##### DATA IN THIS EXERCISE

PR #3506, opened 2019-02-15
Sanitize non-parsable BOM characters inserted by Excel

### LINKED ISSUE #3414: Import validation panel gives incorrect information -  column names in the wrong places
## Description

When doing a product import I used the product import template 

to create an import file that looks like this

The import validation then looks like this . . 

It tells me everything is fine, but the column names are all wrong. 
* The Producer does not appear
* Producer column contains SKU
* SKU column contains Product name
etc

The data are imported correctly then but the display is very confusing and users feels they can't do the import and it's bugging.

## Expected Behavior
The column names should match the data in the columns / the column names from the import file

## Actual Behavior
The column names in the import validation display are all muddled up, even if data are then imported correctly.

## Steps to Reproduce
1. Go to admin/product_import 
2. Download the product import template file
3. Set up some products to import, following instructions in user guide - https://guide.openfoodnetwork.org/advanced-features/products/product-and-inventory-import#1-import-new-products
4. Save your file as csv
5. Go back to product import
6. Select 'Product List', choose file, select your file
7. Select import 
8. View product validation

## Context
Was extremely confusing when I was trying to upload products

## Severity
s3 - non-critical feature and you can still do the import. However if you are a person doing this for the first time and don't know this it would likely put you off using it. Also I am imagining that if you have an actually incorrect file this is going to give you very unhelpful feedback to fix it

-->

## Your Environment
Chrome, Mac OS

### LINKED ISSUE #3448: [Product import] Support Byte Order Mark (BOM) character inserted by Excel
Support Byte Order Mark (BOM) character inserted by Excel.

## Description

Saving the CSV file with Excel sometimes insert the Byte Order Mark (BOM) UTF-8 character. Files with BOM do not seem to be parsed properly.

@RachL encountered the problem [here](https://github.com/openfoodfoundation/openfoodnetwork/pull/3233#issuecomment-461056579). I imagine other users would encounter the same issue.

It seems that it is just the first column that the parser cannot read properly when there is a BOM.

## Expected Behavior

Importing the spreadsheet should work.

## Actual Behavior

Importing the spreadsheet does not work.

## Severity

Matt-Yorkley:
#### What? Why?

Closes #3448
Closes #3414

Microsoft Excel was sometimes adding a BOM character at the start of CSV files, which was causing the entire first column to not be parsed and disappear. 

#### What should we test?

The CSV file originally tested with here should now work: https://github.com/openfoodfoundation/openfoodnetwork/pull/3233#issuecomment-461056579

#### Release notes

Fixed another encoding issue with CSV files made in Excel.

Changelog Category: Fixed

### DIFF
--- a/app/services/upload_sanitizer.rb
+++ b/app/services/upload_sanitizer.rb
@@ -1,0 +1,18 @@
+# Formats uploaded files to UTF-8 encoding and strips unexpected BOM characters.
+# Takes an open File object as input
+class UploadSanitizer
+  def initialize(upload)
+    @data = upload
+  end
+
+  def call
+    @data.force_encoding('UTF-8')
+    strip_bom_character
+  end
+
+  private
+
+  def strip_bom_character
+    @data.gsub("\xEF\xBB\xBF".force_encoding("UTF-8"), '')
+  end
+end
--- a/app/controllers/admin/product_import_controller.rb
+++ b/app/controllers/admin/product_import_controller.rb
@@ -84,7 +84,8 @@ module Admin
       directory = 'tmp/product_import'
       Dir.mkdir(directory) unless File.exist?(directory)
       File.open(Rails.root.join(directory, filename + extension), 'wb') do |f|
-        f.write(upload.read)
+        data = UploadSanitizer.new(upload.read).call
+        f.write(data)
         f.path
       end
     end
--- a/spec/services/upload_sanitizer_spec.rb
+++ b/spec/services/upload_sanitizer_spec.rb
@@ -1,0 +1,20 @@
+require 'spec_helper'
+
+describe UploadSanitizer do
+  describe "#call" do
+    let(:upload) do
+      File.open("/tmp/unsanitized.csv", 'wb:ascii-8bit') do |f|
+        f << "\xEF\xBB\xBF"
+        f << "Test"
+      end
+    end
+    let(:service) { UploadSanitizer.new(File.open(upload).read) }
+
+    it "sanitizes the uploaded file" do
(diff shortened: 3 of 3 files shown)


app/services/upload_sanitizer.rb
```diff
@@ -0,0 +1,19 @@
...
+  def call
+    @data.force_encoding('UTF-8')
+    strip_bom_character
+    @data
+  end
+
+  private
+
+  def strip_bom_character
+    @data.gsub!("\xEF\xBB\xBF".force_encoding("UTF-8"), '')
```
sauloperez: IMO it'd be better to use its non-bang version to avoid the mutation which will make the line 11 unnecessary. This would return the stripped string already.

Matt-Yorkley: Done @sauloperez

RachL:
Both files from #3233 (comment) are now working properly! Producer column is correctly found :)

app/services/upload_sanitizer.rb
```diff
@@ -0,0 +1,18 @@
+# Formats uploaded files to UTF-8 encoding and strips unexpected BOM characters.
+# Takes an open File object as input
+class UploadSanitizer
```
luisramos0: here we took option 1 for the name of this service as described here:
https://community.openfoodnetwork.org/t/how-to-name-a-new-service-in-ofn/1530

we should make a decision and stick to some naming convention, otherwise, the service naming chaos will keep increasing.
@Matt-Yorkley @sauloperez @kristinalim could you guys please vote on your favorite options in the discourse thread above? thanks!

##########

_PROBLEM TO SOLVE_
Word for word, restate the lines of the listing above starting at the line with "It seems that" and ending at the line with "Closes #3414", and nothing outside them.

_ANSWER SECTION_
It seems that it is just the first column that the parser cannot read properly when there is a BOM.

## Expected Behavior

Importing the spreadsheet should work.

## Actual Behavior

Importing the spreadsheet does not work.

## Severity

Matt-Yorkley:
#### What? Why?

Closes #3448
Closes #3414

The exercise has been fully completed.